# Pex Under Slab



## Plumberman

Down here they finally gave the go ahead to run pex under slab, use to be only roll copper. Saves on material for sure. Just about every HO on new builds are requesting PEX these days.


----------



## Ron

Pex with no fitting allowed here under a slab.


----------



## Plumberman

I thinking its been the norm up North for awhile it just finally passed down here. Like within the last year or so...


----------



## threaderman

I've got no problems running pex under -ground.Believe it or not,before I left Florida ,we were running cpvc under-ground in Pinellas county,which was legal [with fittings,not coiled].That to me is not a good idea,but we used to hydro-test to either 3 times the incoming pressure or 150 psi,not to exceed 150 psi.,crazy huh.So if you held that pressure for 24 hrs. like i used to, then you walk away pretty confident with the system.


----------



## Plumberman

It makes sense for the PEX since copper has skyrocketed over the past couple of years.


----------



## user4

Cook county requires all buried water pipe to be type K copper or ductile iron.


----------



## Plumberman

Killertoiletspider said:


> Cook county requires all buried water pipe to be type K copper or ductile iron.


Any C900?


----------



## 22rifle

Killertoiletspider said:


> Cook county requires all buried water pipe to be type K copper or ductile iron.

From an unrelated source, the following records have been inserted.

Issue #169, opened 2022-06-30
package should allow xde.conf to be edited


jclulow:
The `opte` package delivers the `xde.conf` driver configuration file.  When you upgrade that file, it gets replaced with the new contents.  This is somewhat surprising to folks, I think, who are setting tuneables in there.

It should probably be marked with a `preserve` attribute with value `renamenew`.  As per **pkg(7)**:

```
                   o   If the file delivered by the upgraded version of the
                       package exists in the image and has different content
                       from the file delivered by the currently installed
                       version of the package, the upgrade is done according
                       to the value of the preserve attribute:
...
                             o   If the file delivered by the upgraded version
                                 of the package has a preserve value of
                                 renamenew, the new file is installed with the
                                 extension .new and the existing file is not
                                 modified.
...
                   o   If the file delivered by the upgraded version of the
                       package exists in the image, has the same content as
                       the file delivered by the currently installed version
                       of the package, and has a preserve value of either
                       renameold or renamenew, the existing file is replaced
                       by the file delivered by the upgraded version of the
                       package, including replacing permissions and timestamp
                       (if present).
```

i.e., if you haven't edited it, we'll deliver the new one; otherwise we'll deliver the new one alongside and mention it to you for review.

The attribute `preserve=renamenew` would go here in the template:

https://github.com/oxidecomputer/opte/blob/14410f9420184702fa4b0ee134a0aa37216398eb/pkg/opte.template.p5m#L16

bnaecker:
Closed by #213

PR #213, opened 2022-08-09
Add pkg metadata to preserve an existing xde.conf file

bnaecker:


bnaecker:
Should resolve #169

rzezeski (commented):
LGTM, thanks for doing this.

Issue #212, opened 2022-08-08
Move integration tests to oxide_vpc


rzezeski:
Move the integration tests to `oxide_vpc` where they belong. Maybe rename to `integration_tests` or `vpc_tests` as well. Need #206 to land first.

rzezeski:
Addressed by 33df8a4180053a4cd6981da876cb87ea11a18276.

PR #217, opened 2022-08-10
Move Oxide VPC impl to its own crate

rzezeski:
~~Still in progress.~~ Started working on #212 and realized I might as well move VPC into its own crate (which has been the plan for a while). Will write up some other issues around this soon.


rzezeski:
This looks bigger than it is. The main thrust of this was to move the integration test next to the VPC code (#212), because it tests the VPC code. While there I figured I should finally just split the VPC implementation into its own crate (#218), as I've wanted to do for a while now. Those two things were pretty mechanical. While working on #218 I had a compiler error around implementing the `Resource` trait, and I realized that the implementation for resources could be simpler (#219). That's the novel work, but it was a fairly small change.

rzezeski:
Oh, before I forget: I need to make an update to omicron to use the oxide-vpc crate and test this locally before merging.

oxide-vpc/src/engine/overlay.rs
```diff
@@ -420,7 +414,7 @@ impl Virt2Phys {
 }
 
 impl Resource for Virt2Phys {}
-impl Resource for Arc<Virt2Phys> {}
+// impl Resource for std::sync::Arc<Virt2Phys> {}
```
bnaecker, line 417: Dead code?

xde/src/xde.rs
```diff
@@ -1860,6 +1859,7 @@ unsafe extern "C" fn xde_mc_propinfo(
 fn new_port(
     name: String,
     cfg: &VpcCfg,
+    v2p: Arc<overlay::Virt2Phys>,
```
bnaecker, line 1862: This seems like the heart of the change around the `Resource` trait, IIUC. Previously, this data was passed to the `Port::process` method as the last argument. Now, the V2P mapping is still maintained by the driver's soft-state, and a pointer to that is passed to each port at the time it's created. Is that a fair, if rough, summary?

I get the feeling you just get way too much enjoyment out of posting your local requirements! LOL

But that's cool because like I said before, I really, really enjoy hearing about it.


----------



## user4

22rifle said:


> I get the feeling you just get way too much enjoyment out of posting your local requirements! LOL
> 
> But that's cool because like I said before, I really, really enjoy hearing about it.


Chicago's code is ridiculous in a lot of ways, but I also see why in a lot of ways. About a month ago a fireman in the suburbs was killed in a warehouse fire when a NH CI fitting fell from 40' and hit him in the head, the 6" wye broke his neck and killed him instantly. That is basically impossible with the hub and spigot joints that Chicago requires.


----------



## Plumberman

Killertoiletspider said:


> Chicago's code is ridiculous in a lot of ways, but I also see why in a lot of ways. About a month ago a fireman in the suburbs was killed in a warehouse fire when a NH CI fitting fell from 40' and hit him in the head, the 6" wye broke his neck and killed him instantly. That is basically impossible with the hub and spigot joints that Chicago requires.

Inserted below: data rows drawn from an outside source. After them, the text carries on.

Issue #220, opened 2022-08-11
Delete comment in v2p about mutex


rzezeski:
There is an old XXX comment in the `Vrit2Phys` implementation that laments about the use of mutex. I want to remove this comment but I thought it would be good to writeup an issue so others can understand my decision making.

```
    // XXX Wrapping these in a mutex is definitely a terrible idea (in
    // terms of lock contention as this resource is actually shared by
    // all ports); but for purposes of dev this is fine for now.
    // However, before v1 we'll want something like a shadow copy and
    // atomic pointer swap or perhaps some CoW/persistent data
    // strcuture that can be efficiently and safely updated
```

While past Ryan's shadow-copy idea is certainly interesting, I think he was a little cracked out on the coffee that day. Yes, this table is shared by all ports, and thus any guest sending traffic will at some point have to access (read) it, but the access to this table is limited.

* The V2P is read by the action only when a new flow is starting up. After the flow is established the mapping is cached in the LFT/UFT.
* Only ports in the same VPC access the same V2P table.
* The only time the V2P table is modified is via a `SetVirt2Phys` command. And that only happens when a guest is added, removed, or migrated.

Given this access pattern we are probably okay with a mutex. Next you might wonder why we don't just make it a rwlock, and that's a perfectly fine idea. But when I have that thought I always come back to the [rwlock(9f)](https://illumos.org/man/9F/rwlock) man page, which heeds this warning:

```
Readers/writer locks are slightly more expensive than mutex locks, and
the advantage of multiple read access may not occur if the lock will only
be held for a short time.
```

These reads are held for a **very** short time, just enough to create a struct value. This is one of those cases where I would personally wait to prove lock contention is an issue and then play with rwlock.

However, even if this did turn into a hot lock, there's another escape hatch. Right now, anytime there is a flow between GuestA and GuestB, the encap action has to lookup the mapping for each new flow as it is created. But you could also create another lookup cache, that is owned purely by the `EncapAction`, which stores results from v2p lookups, and requires no locking. That would also require a little more machinery to track an epoch, to know when the global v2p has marched forward and to invalidate the local cache. Of course, then in the worst case you have to do 2 map lookups instead of one, but I digress. The point I'm trying to make is that there's little sense getting wrapped around the axle about this until it's proven to be a problem. And I can say that in the normal case the path around the UFT is going to be the hot path (as that's the entire idea behind the VFP architecture).

rzezeski:
[...]

PR #222, opened 2022-08-11
PR: Delete comment in v2p about mutex (#220)

rzezeski:


bnaecker (approved):
Thanks for the detailed writeup, both here and in the related issue!

Issue #223, opened 2022-08-12
Produce a better error message on stray writes


rzezeski:
Implement the improvements I discussed in [this comment](https://github.com/oxidecomputer/opte/issues/63#issuecomment-1067262966). Comment reproduced below.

Dang thats horrible.... I can see why they enforce that kind of code then.


----------



## Ron

Sorry to hear that. I guess wearing a hard hat was not a requirement.


----------



## user4

Ron The Plumber said:


> Sorry to hear that. I guess wearing a hard hat was not a requirement.


He was a fireman, and wearing his assigned headgear during an active fire.


----------



## Ron

Miss read that post, sorry man. :bangin:


----------



## Herk

I see no problems with PEX under a slab. Back when I was still doing houses, FmHA was requiring that all copper be in insulation. I liked that because it protected the pipe from grinding on coarse dirt. I should imagine that the same would be true of PEX - it would be a good idea to protect buried pipe with foam insulation up through the cement. If done well, it should even be possible to pull a new piece of pipe through it, maybe?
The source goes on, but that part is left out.